BRIEF: Set down all of the entries precisely as they were written.

PROVIDED DATA:
PR #5288, opened 2026-08-22
nvidia: add kimi-k3 and deepseek-v4-flash-0731 provider entries

Not-Saii:
## Summary

Both models are live on the NVIDIA NIM hosted catalog (`integrate.api.nvidia.com/v1/models`) but were missing from the `nvidia` provider, so consumers (e.g. opencode) show an outdated model picker.

Added override-only provider files per AGENTS.md conventions (`base_model` + `cost` + `reasoning_options` + `interleaved`, no restated lab fields):

- `providers/nvidia/models/moonshotai/kimi-k3.toml`
- `providers/nvidia/models/deepseek-ai/deepseek-v4-flash-0731.toml`

## Notes

- Costs are set to `0.0` consistent with NVIDIA's free trial-tier endpoints; happy to adjust if NIM list pricing differs.
- Broader observation: the nvidia catalog has significant drift from the hosted API (~60 live IDs missing, ~58 listed entries no longer served, incl. rotated IDs like `deepseek-v4-flash` → `deepseek-v4-flash-0731`). Since NIM exposes a catalog API at `/v1/models`, a [sync module](https://github.com/anomalyco/models.dev/blob/dev/sync.md) might be a good fit here — can follow up if maintainers agree.

### DIFF
--- a/providers/nvidia/models/deepseek-ai/deepseek-v4-flash-0731.toml
+++ b/providers/nvidia/models/deepseek-ai/deepseek-v4-flash-0731.toml
@@ -1,14 +1,17 @@
-base_model = "deepseek/deepseek-v4-flash-0731"
-
 # NIM Chat schema: `reasoning_effort = none|high|max`; `none` disables thinking.
 # https://docs.api.nvidia.com/nim/reference/deepseek-ai-deepseek-v4-flash-infer
+#
+# Pricing: hosted on NVIDIA's API trial tier and currently free — no separate
+# list rate is published for this ID. Source: this model's catalog card,
+# https://build.nvidia.com/deepseek-ai/deepseek-v4-flash-0731 (governed by the
+# NVIDIA API Trial Terms of Service).
+base_model = "deepseek/deepseek-v4-flash-0731"
+
 reasoning_options = [{ type = "effort", values = ["none", "high", "max"] }]
 
 [interleaved]
 field = "reasoning_content"
 
-# Hosted free on NVIDIA's API trial tier; pricing source is this model's
-# catalog card: https://build.nvidia.com/deepseek-ai/deepseek-v4-flash-0731
 [cost]
 input = 0.0
 output = 0.0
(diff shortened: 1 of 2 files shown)


Not-Saii:
Addressed all three review items in 96f5288:

**kimi-k3 wire schema (high)** — Verified empirically against `integrate.api.nvidia.com/v1` (2026-08-22): `chat_template_kwargs = { "thinking": false }` disables the reasoning channel (no `reasoning_content` returned), and top-level `reasoning_effort` accepts `low`/`high`/`max`. Added the required leading comment documenting both paths.

**kimi-k3 control set (medium)** — Matched the peer surfaces: now authors `toggle` + `effort low/high/max`, same as first-party `providers/moonshotai/models/kimi-k3.toml` and the OpenRouter entry. Toggle is real on this host (`chat_template_kwargs.thinking`), so it's kept alongside effort per the suggested shape.

**deepseek-v4-flash-0731 cost (medium)** — Kept `0.0`/`0.0` with a leading comment citing the governing NVIDIA API Trial Terms of Service (linked from the model's build.nvidia.com card), since NVIDIA publishes no separate list price for this ID. Happy to switch to sibling-aligned list pricing if maintainers prefer that convention.

Not-Saii:
Fixed both items in 4e128ac:

**kimi-k3 TOML (high)** — The two authoring styles were indeed conflicting under the same key. Collapsed into a single valid inline array: `reasoning_options = [{ type = "toggle" }, { type = "effort", values = ["low", "high", "max"] }]`. Control set unchanged; both files parse cleanly now.

**deepseek cost source (low)** — Cost comment now cites the exact catalog card for this ID — https://build.nvidia.com/deepseek-ai/deepseek-v4-flash-0731 — rather than a generic ToS reference. Still happy to align with sibling list pricing if that's the preferred convention.

Not-Saii:
Both items addressed in eb5ea9c:

**deepseek cost (medium)** — Confirmed free posture: the [catalog card](https://build.nvidia.com/deepseek-ai/deepseek-v4-flash-0731) hosts this endpoint under the NVIDIA API Trial Terms of Service with no separate published list rate. Kept `0.0`/`0.0` and stated that explicitly in the leading header citation, per the action's accepted path.

**Comment placement (low)** — All source/rationale comments (NIM wire schema + pricing) now live in a leading header above the first key; the mid-file note is gone. Applied the same restructure preemptively to `kimi-k3.toml` so both files follow the AGENTS.md convention.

OUTPUT FOR THIS EXERCISE:
PR #5288, opened 2026-08-22
nvidia: add kimi-k3 and deepseek-v4-flash-0731 provider entries

Not-Saii:
## Summary

Both models are live on the NVIDIA NIM hosted catalog (`integrate.api.nvidia.com/v1/models`) but were missing from the `nvidia` provider, so consumers (e.g. opencode) show an outdated model picker.

Added override-only provider files per AGENTS.md conventions (`base_model` + `cost` + `reasoning_options` + `interleaved`, no restated lab fields):

- `providers/nvidia/models/moonshotai/kimi-k3.toml`
- `providers/nvidia/models/deepseek-ai/deepseek-v4-flash-0731.toml`

## Notes

- Costs are set to `0.0` consistent with NVIDIA's free trial-tier endpoints; happy to adjust if NIM list pricing differs.
- Broader observation: the nvidia catalog has significant drift from the hosted API (~60 live IDs missing, ~58 listed entries no longer served, incl. rotated IDs like `deepseek-v4-flash` → `deepseek-v4-flash-0731`). Since NIM exposes a catalog API at `/v1/models`, a [sync module](https://github.com/anomalyco/models.dev/blob/dev/sync.md) might be a good fit here — can follow up if maintainers agree.

### DIFF
--- a/providers/nvidia/models/deepseek-ai/deepseek-v4-flash-0731.toml
+++ b/providers/nvidia/models/deepseek-ai/deepseek-v4-flash-0731.toml
@@ -1,14 +1,17 @@
-base_model = "deepseek/deepseek-v4-flash-0731"
-
 # NIM Chat schema: `reasoning_effort = none|high|max`; `none` disables thinking.
 # https://docs.api.nvidia.com/nim/reference/deepseek-ai-deepseek-v4-flash-infer
+#
+# Pricing: hosted on NVIDIA's API trial tier and currently free — no separate
+# list rate is published for this ID. Source: this model's catalog card,
+# https://build.nvidia.com/deepseek-ai/deepseek-v4-flash-0731 (governed by the
+# NVIDIA API Trial Terms of Service).
+base_model = "deepseek/deepseek-v4-flash-0731"
+
 reasoning_options = [{ type = "effort", values = ["none", "high", "max"] }]
 
 [interleaved]
 field = "reasoning_content"
 
-# Hosted free on NVIDIA's API trial tier; pricing source is this model's
-# catalog card: https://build.nvidia.com/deepseek-ai/deepseek-v4-flash-0731
 [cost]
 input = 0.0
 output = 0.0
(diff shortened: 1 of 2 files shown)


Not-Saii:
Addressed all three review items in 96f5288:

**kimi-k3 wire schema (high)** — Verified empirically against `integrate.api.nvidia.com/v1` (2026-08-22): `chat_template_kwargs = { "thinking": false }` disables the reasoning channel (no `reasoning_content` returned), and top-level `reasoning_effort` accepts `low`/`high`/`max`. Added the required leading comment documenting both paths.

**kimi-k3 control set (medium)** — Matched the peer surfaces: now authors `toggle` + `effort low/high/max`, same as first-party `providers/moonshotai/models/kimi-k3.toml` and the OpenRouter entry. Toggle is real on this host (`chat_template_kwargs.thinking`), so it's kept alongside effort per the suggested shape.

**deepseek-v4-flash-0731 cost (medium)** — Kept `0.0`/`0.0` with a leading comment citing the governing NVIDIA API Trial Terms of Service (linked from the model's build.nvidia.com card), since NVIDIA publishes no separate list price for this ID. Happy to switch to sibling-aligned list pricing if maintainers prefer that convention.

Not-Saii:
Fixed both items in 4e128ac:

**kimi-k3 TOML (high)** — The two authoring styles were indeed conflicting under the same key. Collapsed into a single valid inline array: `reasoning_options = [{ type = "toggle" }, { type = "effort", values = ["low", "high", "max"] }]`. Control set unchanged; both files parse cleanly now.

**deepseek cost source (low)** — Cost comment now cites the exact catalog card for this ID — https://build.nvidia.com/deepseek-ai/deepseek-v4-flash-0731 — rather than a generic ToS reference. Still happy to align with sibling list pricing if that's the preferred convention.

Not-Saii:
Both items addressed in eb5ea9c:

**deepseek cost (medium)** — Confirmed free posture: the [catalog card](https://build.nvidia.com/deepseek-ai/deepseek-v4-flash-0731) hosts this endpoint under the NVIDIA API Trial Terms of Service with no separate published list rate. Kept `0.0`/`0.0` and stated that explicitly in the leading header citation, per the action's accepted path.

**Comment placement (low)** — All source/rationale comments (NIM wire schema + pricing) now live in a leading header above the first key; the mid-file note is gone. Applied the same restructure preemptively to `kimi-k3.toml` so both files follow the AGENTS.md convention.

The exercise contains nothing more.